ビルクリーニングの現場で活躍するクリーンクルーにとって、その知識とスキルを証明する国家検定が「ビルクリーニング技能検定」です。清掃作業監督者になるための必要資格の一つとして1級ビルクリーニング技能士が設定されていることなどから、取得を目標とする方も少なくないでしょう。
以前の特集では、3級に挑戦する方々の声や、2級・1級とステップアップを目指す方々の声を紹介しましたが、ここではそんな合格者の皆さんの声を交えながら、受検対策について取り上げていきます。



受検準備講習会や過去問題の活用が合格のカギ

「ビルクリーニング技能検定」は2016年度より、単一等級から複数等級(1級・2級・3級・基礎級)試験となりました。自身の力に合わせて受検できる、挑戦しやすい仕組みが特徴です。
ここ3年の1~3級の合格率は以下グラフの通り。やはり等級が上がるほど合格のハードルが高まる印象ですが、2021年度では合格率は45~55%の範囲に収まっており、1~3級を合計すると受検者3,936人のうち、50%を超える1,994人が無事に合格しています。

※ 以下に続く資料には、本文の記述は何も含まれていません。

PR #4303, opened 2022-02-18
Rollback local move on server move failure

### LINKED ISSUE #4266: Implement roll-back of move operation in case the upload to a new location on the server has failed
### How to use GitHub

### Feature description
When we move some files/placeholders within the structure of the local sync folder, we might end up not being able to upload them to a new location on the server. The most recent case that I've encountered was with a user trying to move many files/folders from someone else's folder to the user's home folder. Since the user did not have enough space in the home folder on the server and received a lot of 507 errors, files were not uploaded to a new location on the server but stayed in a new location in the user's local folder.

We need to implement the roll-back mechanism so the file would get moved to its original location locally if the move has failed. The desktop client needs additional logic for this.

allexzander:
This should fix #4266

### DIFF
--- a/src/libsync/propagateremotemove.cpp
+++ b/src/libsync/propagateremotemove.cpp
@@ -208,6 +208,17 @@ void PropagateRemoteMove::slotMoveJobFinished()
     if (err != QNetworkReply::NoError) {
         SyncFileItem::Status status = classifyError(err, _item->_httpErrorCode,
             &propagator()->_anotherSyncNeeded);
+        const auto filePath = propagator()->fullLocalPath(_item->_renameTarget);
+        const auto filePathOriginal = propagator()->fullLocalPath(_item->_originalFile);
+        QFile file(filePath);
+        if (!file.rename(filePathOriginal)) {
+            qCWarning(lcPropagateRemoteMove) << "Could not MOVE file" << filePathOriginal << " to" << filePath
+                                             << " with error:" << _job->errorString() << " and failed to restore it !";
+        } else {
+            qCWarning(lcPropagateRemoteMove)
+                << "Could not MOVE file" << filePathOriginal << " to" << filePath
+                << " with error:" << _job->errorString() << " and successfully restored it.";
+        }
         done(status, _job->errorString());
         return;
     }
--- a/test/testsyncengine.cpp
+++ b/test/testsyncengine.cpp
@@ -982,6 +982,106 @@ private slots:
         QCOMPARE(nPOST, 0);
         QCOMPARE(fakeFolder.currentLocalState(), fakeFolder.currentRemoteState());
     }
+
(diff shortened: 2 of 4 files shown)


src/libsync/propagateremotemove.cpp
```diff
@@ -208,6 +208,17 @@ void PropagateRemoteMove::slotMoveJobFinished()
...
+        const auto filePathOriginal = propagator()->fullLocalPath(_item->_originalFile);
+        QFile file(filePath);
+        if (!file.rename(filePathOriginal)) {
+            qCWarning(lcPropagateRemoteMove) << "Could not MOVE file" << filePathOriginal << " to" << filePath
+                                             << " with error:" << _job->errorString() << " and failed to restore it !";
+        } else {
+            qCWarning(lcPropagateRemoteMove)
+                << "Could not MOVE file" << filePathOriginal << " to" << filePath
+                << " with error:" << _job->errorString() << " and successfully restored it.";
+        }
```
mgallien, line 221: sounds good and a small change

test/testsyncengine.cpp
```diff
@@ -152,6 +152,84 @@ private slots:
...
+        QVERIFY(!fakeFolder.syncOnce());
+
+        QVERIFY(fakeFolder.currentLocalState().find("big_shared_folder/shared_files/big_shared_file_A.data"));
+        QVERIFY(fakeFolder.currentLocalState().find("big_shared_folder/shared_files/big_shared_file_B.data"));
+        QVERIFY(!fakeFolder.currentLocalState().find("own_folder/big_shared_file_A.data"));
+        QVERIFY(!fakeFolder.currentLocalState().find("own_folder/big_shared_file_B.data"));
+
+        QCOMPARE(fakeFolder.currentLocalState(), fakeFolder.currentRemoteState());
+
+        fakeFolder.syncJournal().wipeErrorBlacklist();
```
mgallien, line 230: would be better to separate that into another test that would be simpler

test/testsyncengine.cpp
```diff
@@ -152,6 +152,84 @@ private slots:
...
+            Q_UNUSED(outgoingData)
+
+            if (op == QNetworkAccessManager::CustomOperation
+                && request.attribute(QNetworkRequest::CustomVerbAttribute).toString() == QStringLiteral("MOVE")) {
+                return new FakeErrorReply(op, request, &parent, 507);
+            }
+            return nullptr;
+        });
+
+        QVERIFY(!fakeFolder.syncOnce());
```
mgallien, line 189: due to effect of the sync engine that can appear only on the second run, could you add another call to `syncOnce` after the `QVERIFY` and check that nothing changes ?

mgallien (approved):

camilasan (approved):

claucambra (approved):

試験内容は「実技試験」と「学科試験」に分かれており、実技試験では配点100点のうち60点の獲得が、学科試験では1~2級では配点100点のうち65点、3級では配点50点のうち33点の獲得が、合否基準として設定されています。

そのうち対策が難しいのが、実際に作業の練習を行う必要がある「実技試験」です。必ずしも研修施設が整っている会社ばかりではなく、練習スペースの確保が困難なケースもあるでしょう。そこでお勧めしたいのが、一般財団法人建築物管理訓練センターが開催する「ビルクリーニング技能士受検準備講習会(1級・2級・3級)」です。
1~3級の等級ごとの実技試験と学科試験の講習を実施しており、実技講習では、各等級の試験に応じた洗浄作業や清掃作業を学ぶことができます。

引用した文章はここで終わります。